Start of DATA FOR PROCESSING

PR #682, opened 2023-09-28
add specification for TP-Link's minifs

armijnhemel:
This PR adds a specification for a file system found in certain TP-Link routers and seems to be used for their own RTOS. An example can be found in the RE200 V5 firmware: https://www.tp-link.com/nl/support/download/re200/#Firmware

### DIFF
--- a/filesystem/minifs.ksy
+++ b/filesystem/minifs.ksy
@@ -1,0 +1,112 @@
+meta:
+  id: minifs
+  title: MINIFS
+  license: CC0-1.0
+  endian: be
+  encoding: ASCII
+doc: |
+  MINIFS is a file system found in certain TP-Link firmware files, such as
+  RE450(V4)_210531.zip, for TP-Link's own TPOS RTOS.
+
+  It consists of a header, followed by a list of file names, followed by
+  meta information for each file, meta information about the LZMA compressed
+  blobs including length, offset and uncompressed length, and then a number
+  of LZMA compressed blobs.
+
+  The LZMA blobs can contain the concatenated contents of multiple files.
+  The meta information of a file contains an offset to the directory name,
+  a file name, the LZMA blob (numbering starts at 0), the offset of the file
+  in the uncompressed data and the size of the uncompressed file.
+seq:
+  - id: header
+    type: header
+    size: 32
+  - id: filenames
+    type: filenames
+    size: header.len_filenames
+  - id: inodes
+    type: 'inode(_index != 0 ? inodes[_index - 1].cur_max_lzma_blob : 0)'
+    repeat: expr
+    repeat-expr: header.num_files
+  - id: lzma_metas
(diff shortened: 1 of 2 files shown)


filesystem/minifs.ksy
```diff
@@ -0,0 +1,112 @@
+meta:
+  id: minifs
```
generalmimon, line 2: `tplink_minifs`? Maybe it helps someone to include `tplink` in there to find the format they need, if the format is TP-Link specific.

armijnhemel: This makes sense.

filesystem/tplink_minifs.ksy
```diff
@@ -0,0 +1,112 @@
...
+        pos: ofs_directory
+        type: strz
+  lzma_meta:
+    params:
+      - id: prev_max_lzma_blob_len
+        type: u4
+    seq:
+      - id: ofs_blob
+        type: u4
+        valid: prev_max_lzma_blob_len
```
generalmimon, line 105: This seems to enforce that

1. this must be `0` in the first `lzma_meta`, then
2. `lzma_metas[0].ofs_blob + lzma_metas[0].len_blob` in the second `lzma_meta`,
3. `lzma_metas[1].ofs_blob + lzma_metas[1].len_blob` in the third `lzma_meta`

... and so on. In other words, computing the "maximum" seems to be unnecessary here, because this `valid` ensures sequential order without any holes, so we know we can just read the size of `lzma_blobs_area` from the last `lzma_meta` entry.

In that case, I think this would better express what's going on:

```diff
   - id: lzma_metas
-    type: 'lzma_meta(_index != 0 ? lzma_metas[_index - 1].cur_max_lzma_blob_len : 0)'
+    type: 'lzma_meta(_index != 0 ? lzma_metas[_index - 1].ofs_end : 0)'
     repeat: expr
     repeat-expr: inodes.last.cur_max_lzma_blob + 1
     doc: Count starts at 0, so there is one more blob than the highest blob number
   - id: lzma_blobs_area
-    size: lzma_metas.last.cur_max_lzma_blob_len
+    size: lzma_metas.last.ofs_end
     type: dummy
```

```diff
   lzma_meta:
     params:
-      - id: prev_max_lzma_blob_len
+      - id: prev_ofs_end
         type: u4
     seq:
       - id: ofs_blob
         type: u4
         valid: prev_ofs_end
       - id: len_blob
         type: u4
       - id: len_blob_uncompressed
         type: u4
     instances:
-      cur_max_lzma_blob_len:
-        value: 'ofs_blob + len_blob > prev_max_lzma_blob_len ? ofs_blob + len_blob : prev_max_lzma_blob_len'
+      ofs_end:
+        value: ofs_blob + len_blob
```

armijnhemel: This makes sense. In the files I have researched so far the metadata is ordered and there are no holes, but they could possibly happen although I think this is very unlikely given that it is running on RTOS devices with relatively little flash space, so I think that it is a fair assumption to make.

PR #687, opened 2024-01-15
Add Qualcomm QDB (Qshrink Database) format

tchebb:
This is a very simple wrapper around compressed XML used by Qualcomm to store modem debug info. I gather that these files are used by Qualcomm's official QXDM diagnostic software, but I derived the format without reference to any documentation or tooling; it's just that simple.

Not quite sure if firmware/ is the right directory for this. Suggestions welcome!


tchebb:
Here's a sample file from the `modem` partition of a Samsung Galaxy S10e, firmware version G970USQU9IWH2. The file is Qualcomm/Samsung proprietary licensed, as far as I'm aware.

[sample.zip](https://github.com/kaitai-io/kaitai_struct_formats/files/13941125/sample.zip)

PR #703, opened 2024-11-06
microsoft pe debug info parse

aoleg94:


executable/microsoft_pe.ksy
```diff
@@ -58,6 +58,11 @@ types:
         size: optional_hdr.data_dirs.certificate_table.size
         type: certificate_table
         if: optional_hdr.data_dirs.certificate_table.virtual_address != 0
+      debug_table:
+        pos: optional_hdr.data_dirs.debug.virtual_address - (sections[1].virtual_address - sections[1].pointer_to_raw_data)
```
aoleg94, line 62: assumes that second section is .rdata

a better way to convert RVA to raw offset is needed here

PR #711, opened 2025-03-23
Change the type of timeval.sec of log/glibc_utmp.ksy to follow the change of GNU libc

nmantani:
The type of tv_sec in bits/utmp.h of GNU libc was changed from int32_t to __uint32_t on 19 April 2024 to address the year 2038 problem.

End of DATA FOR PROCESSING

The answer must be a single number: how many lines of the records contain the string "value".

▶ ANSWER SECTION: 2